Hal tersebut ditegaskan oleh Bupati Kutai Timur, Ardiansyah Sulaiman, saat membuka Sosialisasi Laporan Kegiatan Penanaman Modal (LKPM) bagi pelaku Usaha Mikro Kecil (UMK) dan non-UMK di Hotel Royal Victoria, Sangatta, Senin (20/7/2026).

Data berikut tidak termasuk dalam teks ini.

PR #507, opened 2023-10-27
Fix: Add authenticator and private_key_path fields to ConnectionDetails dataclass

sfc-gh-pjob:
### Pre-review checklist

### Changes description
   * `tests/nativeapp/test_manager.py` was failing on try of running it as single test module (`pytest tests/nativeapp/test_manager.py`) but everything was ok when running it as part of all tests (just `pytest`)
      * The error occurred only in `test_get_snowsight_url` test case.
      * The error was indicating that `authenticator` attribute is not present in `ConnectionDetails` in the global context.
      * The error was correct because that class did not have `authenticator` and `private_key_path` fields.
      * So why it worked for all other tests, why it worked in regular CLI invocations, why `pytest` didn't fail?
        * `ConnectionDetails._connection_update` function sets attributes from CLI connection options. It added new attributes (not present as dataclass fields) to `ConnectionDetails` object for `--authenticator` and `--private-key-path` options.
        * So every in regular CLI invocations, these attributes were present but not as dataclass fields.
        * The same is about all other test cases which use connection -> they all use CLI runner, so there is CLI options handling included in each of them.
        * `pytest` did not fail for `tests/nativeapp/test_manager.py` because other tests invoking CLI runner in other test modules set the attribute before that test. 
      * So why it didn't work for `pytest tests/nativeapp/test_manager.py`?
        *  No test case in `tests/nativeapp/test_manager.py` runs actual CLI. This test module tests manager without invoking the CLI runner. So there was no CLI flags handling and no invocation of `ConnectionDetails._connection_update`.
   * Fixed by:
     * Adding `conftest.py # reset_global_context_after_each_test` autouse fixture to both `tests` and `tests_integrations` to guarantee clear global context for each test case and make `tests/nativeapp/test_manager.py` fail also when running just `pytest`.
     * Adding `authenticator` and `private_key_path` fields to `ConnectionDetails` dataclass.
     * Adding `pytest-randomly` plugin as a dev dependency to introduce random order of tests execution.
     * Fixing other issues found after adding `pytest-randomly`.

### DIFF
--- a/tests/conftest.py
+++ b/tests/conftest.py
@@ -18,10 +18,11 @@ class SnowCLIRunner(CliRunner):
 
     @functools.wraps(CliRunner.invoke)
     def invoke(self, *a, **kw):
+        return self.invoke_with_config_file(self.test_snowcli_config, *a, **kw)
+
+    def invoke_with_config_file(self, config_file: str, *a, **kw):
         kw.update(catch_exceptions=False)
-        return super().invoke(
-            self.app, ["--config-file", self.test_snowcli_config, *a[0]], **kw
-        )
+        return super().invoke(self.app, ["--config-file", config_file, *a[0]], **kw)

Ardiansyah mengungkapkan, mulai pekan ini Bandara Tanjung Bara resmi melayani penumpang umum untuk rute Tanjung Bara–Balikpapan. Layanan ini terwujud berkat kolaborasi antara Pemkab Kutim melalui Dinas Perhubungan dengan PT Kaltim Prima Coal (KPC).

“Akses transportasi udara yang semakin terbuka akan mempermudah mobilitas masyarakat dan pelaku usaha. Ini menjadi faktor penting dalam meningkatkan minat investor masuk ke Kutai Timur,” ujar Ardiansyah.

Tak berhenti di situ, PT KPC bersama sejumlah perguruan tinggi terkemuka seperti ITB, UI, dan UGM kini tengah melakukan kajian untuk pengembangan infrastruktur bandara. Rencana tersebut mencakup perpanjangan serta pelebaran runway dan pengembangan terminal agar mampu menampung pesawat berkapasitas 30 hingga 40 penumpang, sekaligus membuka peluang rute-rute baru di masa depan.

Terkait penyelenggaraan sosialisasi, Ardiansyah menekankan bahwa penyampaian LKPM secara tepat waktu dan akurat melalui sistem Online Single Submission (OSS) merupakan kewajiban vital. Data investasi yang valid menjadi rujukan utama pemerintah dalam memetakan perkembangan ekonomi serta merumuskan kebijakan yang pro-dunia usaha.

“LKPM bukan sekadar kewajiban administrasi. Data tersebut dasar bagi pemerintah untuk menyusun kebijakan pembangunan dan memberikan pelayanan terbaik bagi pelaku usaha,” tegasnya.

Dalam kesempatan itu, Bupati juga menyoroti struktur Produk Domestik Regional Bruto (PDRB) Kutim yang saat ini masih didominasi sektor migas dan batu bara hingga 70 persen. Pemkab Kutim berkomitmen mendorong diversifikasi ekonomi ke sektor non-tambang agar pertumbuhan ekonomi berkeadilan dan berdampak langsung pada masyarakat.

Beberapa sektor prioritas yang dipacu antara lain industri pengolahan kakao, olahan nanas, kuliner, industri kreatif, hingga hilirisasi sektor perikanan pesisir. Selain itu, pengoperasian Pelabuhan Kenyamukan juga diproyeksikan menjadi simpul baru pertumbuhan logistik daerah.

Guna mendukung kemandirian UMKM lokal, Pemkab Kutim juga menyuntikkan permodalan hingga Rp100 miliar ke Bank Kutim (BPR Kutim) yang dinilai memiliki tingkat kesehatan finansial sangat baik di Kaltim.

“Masyarakat Kutim tidak boleh hanya jadi penonton di tengah derasnya investasi. Melalui kepatuhan regulasi, data yang akurat, serta konektivitas infrastruktur yang makin mantap, kita optimistis investasi di Kutim makin berkualitas dan menghadirkan kesejahteraan nyata,” tambah Ardiansyah.